— Ну, да ничего: я вспомню!
Отъезд предполагался из дома бабушки: на ее дворе стоял уложенный дормез, и граф с молодою графинею должны были позавтракать у княгини и с ее двора и отправиться.
Это так было и сделано: откушали, помолились, экипаж подан, и стали садиться, — Ольга Федотовна еще ранее была усажена на высокое переднее сиденье и плотно застегнута кожаным фартуком. Она так самого нужного и не вспомнила, а теперь было уже некогда: граф и графиня сели, — на крыльце оставались только княгиня с двумя сыновьями да Gigot с Патрикеем.
Все было готово: форейтор натянул постромки, коренники налегли в хомут, и экипаж застучал и тронулся. Из-за черного кожаного фартука в переднем сиденье замелькала ручка Ольги Федотовны: это она крестилась, но вдруг она вся высунулась и закричала:
— Жигоша! Жигоша, скорей! я вспомнила!
Gigot подлетел и, вспрыгнув на подножку, подскочил к Ольге Федотовне.
— Вот, бери это, — проговорила она и, торопливо вынув из кармана маленькую бутылочку с березовкой, сунула ее в руки француза.
— Oh, chère Ольга Федот… c’est impossible: c’est pour vous même, pour vous, [41]— заговорил Gigot и, замахав руками, соскочил с колеса в ту самую минуту, когда Ольга Федотовна хотела сунуть ему пузырек за жилет.
Пузырек упал на мощеный двор и разбился о камень.
Экипаж скрылся из глаз за углом улицы.
Провожавшие стояли еще на крыльце, а Gigot на том месте, где перед ним лежал разбитый пузырек и пролившееся лекарство.
Француз был растроган и, вынув платок, обтер им глаза.
— Ты плачешь, Gigot? — спросила его княгиня.
— Mais certainement, madame!.. Sapristi, cette pauvre Ольга Федот… elle ne parle jamais français et allemand et elle casse sa médecine! [42]
— Ну, ничего: она по-русски разговорится.
— Нишего… c’est bien;
[43]по-рюсски: c’est
И Жиго рассмеялся: он поднял разбитый пузыречек, и, держа его в руках, проговорил:
— Нишего: разбил — это шастье!
— Не по его только предсказанию все это вышло, — говорила, бывало, об этом Ольга Федотовна, никогда не забывавшая ни одной мелочи своего отъезда за границу и особенно своего скорого и странного оттуда возвращения.
Бабушка не могла уехать из Петербурга в Протозаново так скоро, как она хотела, — ее удержала болезнь, детей.
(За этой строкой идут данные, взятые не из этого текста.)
PR #1095, opened 2026-07-20
fix: Cursor review engine sandbox can be disabled for systems where it cannot start (NixOS/AppArmor)

### LINKED ISSUE #1094: Guided Review forces Cursor sandbox on Linux, cannot create one + ignores user config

Отец мой, стоя на крыльце при проводах Функендорфов, простудился и заболел корью, которая от него перешла к дяде Якову. Это продержало княгиню в Петербурге около месяца. В течение этого времени она не получала здесь от дочери ни одного известия, потому что письма по уговору должны были посылаться в Протозаново. Как только дети выздоровели, княгиня, к величайшему своему удовольствию, тотчас же уехала.
На севере «в ингерманландских болотах» было еще сыро и холодно, но чем ближе к югу, тем становилось теплее и приятнее: за Москвою, к Оке, совсем уже была весна, хотя еще и ранняя, без яркой зелени и без обилия цветов, но уже с животворною мягкостью в воздухе, которая так целебно живит силы и успокаивает душевные волнения.
Все чувства княгини отдыхали среди этой атмосферы от утомления, которое она чувствовала после столь несвойственной ей жизни и мелких интриг, кипящих в салонах. Эти скромные картины русской ранней весны превосходны, весело зеленеющие озими играют на солнце; поднятый к яровому посеву тучный чернозем лежит как бархат и греется, тихие ручейки и речки то мелькают в перелогах, как волшебные зеркала в изумрудных рамах, то вьются как ленты, отражая в себе облака, — грунтовые дороги обсохли, но еще не завалены пылью — езда по ним удобна и приятна: копыта бегущих коней не пылят и стучат мягко, колеса катят совсем без шуму, и след позади только маслится… Все способствует тому, чтобы у путника на душе становилось мирно и покойно.